§ **ABOUT THIS EXERCISE**
Would you transcribe the line that holds "### LINKED ISSUE", plus every line beneath it through the end of the data, exactly and with nothing added?

§ **SOURCE MATERIAL**
PR #410, opened 2016-02-06
NodeLinter: check for linter binary in ancestor .bin directories

### LINKED ISSUE #229: Support nested package.json detection for npm modules
I have a project that looks like this:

§ **REPLY TO THE TASK**
### LINKED ISSUE #229: Support nested package.json detection for npm modules
I have a project that looks like this:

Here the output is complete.